──────── SUPPLIED DATA

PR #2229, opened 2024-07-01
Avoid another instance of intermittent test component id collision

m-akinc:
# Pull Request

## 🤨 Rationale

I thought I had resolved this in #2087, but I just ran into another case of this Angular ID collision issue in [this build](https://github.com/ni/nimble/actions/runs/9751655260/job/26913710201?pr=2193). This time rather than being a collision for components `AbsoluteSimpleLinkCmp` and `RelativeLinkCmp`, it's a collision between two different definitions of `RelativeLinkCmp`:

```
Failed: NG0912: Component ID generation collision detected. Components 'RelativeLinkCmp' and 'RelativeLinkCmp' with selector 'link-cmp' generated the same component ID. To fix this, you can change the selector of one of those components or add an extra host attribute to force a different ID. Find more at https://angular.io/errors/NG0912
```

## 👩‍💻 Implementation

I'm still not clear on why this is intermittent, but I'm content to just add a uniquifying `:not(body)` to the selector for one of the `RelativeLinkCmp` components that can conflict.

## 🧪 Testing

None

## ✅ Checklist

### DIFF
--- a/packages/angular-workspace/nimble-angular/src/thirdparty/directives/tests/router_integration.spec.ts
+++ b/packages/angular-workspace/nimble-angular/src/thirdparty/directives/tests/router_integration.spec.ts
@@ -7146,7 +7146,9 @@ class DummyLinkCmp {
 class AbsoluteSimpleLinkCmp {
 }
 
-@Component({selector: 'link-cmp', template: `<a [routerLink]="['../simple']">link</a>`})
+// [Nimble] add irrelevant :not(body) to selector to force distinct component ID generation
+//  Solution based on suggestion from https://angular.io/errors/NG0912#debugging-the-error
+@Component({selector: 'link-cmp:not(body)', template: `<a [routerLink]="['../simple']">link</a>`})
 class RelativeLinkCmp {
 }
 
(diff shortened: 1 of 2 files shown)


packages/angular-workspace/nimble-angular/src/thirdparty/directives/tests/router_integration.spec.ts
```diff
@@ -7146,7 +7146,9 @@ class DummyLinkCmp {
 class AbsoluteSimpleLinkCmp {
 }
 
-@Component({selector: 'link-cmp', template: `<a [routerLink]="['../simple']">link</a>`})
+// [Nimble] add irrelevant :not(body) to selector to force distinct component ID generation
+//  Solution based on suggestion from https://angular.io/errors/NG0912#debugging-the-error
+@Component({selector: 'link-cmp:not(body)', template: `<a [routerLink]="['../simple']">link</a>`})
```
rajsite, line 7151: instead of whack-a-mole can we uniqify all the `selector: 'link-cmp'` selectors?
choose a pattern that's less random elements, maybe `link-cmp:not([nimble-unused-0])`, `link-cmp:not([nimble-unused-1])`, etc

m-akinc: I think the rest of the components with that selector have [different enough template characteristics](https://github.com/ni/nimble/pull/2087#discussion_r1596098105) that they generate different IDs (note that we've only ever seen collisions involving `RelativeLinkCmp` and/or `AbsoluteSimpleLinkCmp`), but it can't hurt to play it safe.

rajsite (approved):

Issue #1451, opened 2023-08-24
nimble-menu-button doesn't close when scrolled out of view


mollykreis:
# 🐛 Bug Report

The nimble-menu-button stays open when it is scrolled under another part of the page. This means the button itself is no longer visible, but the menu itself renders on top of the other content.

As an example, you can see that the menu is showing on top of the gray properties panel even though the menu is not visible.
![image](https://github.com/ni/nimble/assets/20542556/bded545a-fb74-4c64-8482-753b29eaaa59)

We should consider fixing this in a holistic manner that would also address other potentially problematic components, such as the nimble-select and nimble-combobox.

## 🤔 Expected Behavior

────────────────

▸ TASK INSTRUCTIONS:
In this exercise, give every record above again exactly.

▸ WRITTEN RESPONSE:
PR #2229, opened 2024-07-01
Avoid another instance of intermittent test component id collision

m-akinc:
# Pull Request

## 🤨 Rationale

I thought I had resolved this in #2087, but I just ran into another case of this Angular ID collision issue in [this build](https://github.com/ni/nimble/actions/runs/9751655260/job/26913710201?pr=2193). This time rather than being a collision for components `AbsoluteSimpleLinkCmp` and `RelativeLinkCmp`, it's a collision between two different definitions of `RelativeLinkCmp`:

```
Failed: NG0912: Component ID generation collision detected. Components 'RelativeLinkCmp' and 'RelativeLinkCmp' with selector 'link-cmp' generated the same component ID. To fix this, you can change the selector of one of those components or add an extra host attribute to force a different ID. Find more at https://angular.io/errors/NG0912
```

## 👩‍💻 Implementation

I'm still not clear on why this is intermittent, but I'm content to just add a uniquifying `:not(body)` to the selector for one of the `RelativeLinkCmp` components that can conflict.

## 🧪 Testing

None

## ✅ Checklist

### DIFF
--- a/packages/angular-workspace/nimble-angular/src/thirdparty/directives/tests/router_integration.spec.ts
+++ b/packages/angular-workspace/nimble-angular/src/thirdparty/directives/tests/router_integration.spec.ts
@@ -7146,7 +7146,9 @@ class DummyLinkCmp {
 class AbsoluteSimpleLinkCmp {
 }
 
-@Component({selector: 'link-cmp', template: `<a [routerLink]="['../simple']">link</a>`})
+// [Nimble] add irrelevant :not(body) to selector to force distinct component ID generation
+//  Solution based on suggestion from https://angular.io/errors/NG0912#debugging-the-error
+@Component({selector: 'link-cmp:not(body)', template: `<a [routerLink]="['../simple']">link</a>`})
 class RelativeLinkCmp {
 }
 
(diff shortened: 1 of 2 files shown)


packages/angular-workspace/nimble-angular/src/thirdparty/directives/tests/router_integration.spec.ts
```diff
@@ -7146,7 +7146,9 @@ class DummyLinkCmp {
 class AbsoluteSimpleLinkCmp {
 }
 
-@Component({selector: 'link-cmp', template: `<a [routerLink]="['../simple']">link</a>`})
+// [Nimble] add irrelevant :not(body) to selector to force distinct component ID generation
+//  Solution based on suggestion from https://angular.io/errors/NG0912#debugging-the-error
+@Component({selector: 'link-cmp:not(body)', template: `<a [routerLink]="['../simple']">link</a>`})
```
rajsite, line 7151: instead of whack-a-mole can we uniqify all the `selector: 'link-cmp'` selectors?
choose a pattern that's less random elements, maybe `link-cmp:not([nimble-unused-0])`, `link-cmp:not([nimble-unused-1])`, etc

m-akinc: I think the rest of the components with that selector have [different enough template characteristics](https://github.com/ni/nimble/pull/2087#discussion_r1596098105) that they generate different IDs (note that we've only ever seen collisions involving `RelativeLinkCmp` and/or `AbsoluteSimpleLinkCmp`), but it can't hurt to play it safe.

rajsite (approved):

Issue #1451, opened 2023-08-24
nimble-menu-button doesn't close when scrolled out of view


mollykreis:
# 🐛 Bug Report

The nimble-menu-button stays open when it is scrolled under another part of the page. This means the button itself is no longer visible, but the menu itself renders on top of the other content.

As an example, you can see that the menu is showing on top of the gray properties panel even though the menu is not visible.
![image](https://github.com/ni/nimble/assets/20542556/bded545a-fb74-4c64-8482-753b29eaaa59)

We should consider fixing this in a holistic manner that would also address other potentially problematic components, such as the nimble-select and nimble-combobox.

## 🤔 Expected Behavior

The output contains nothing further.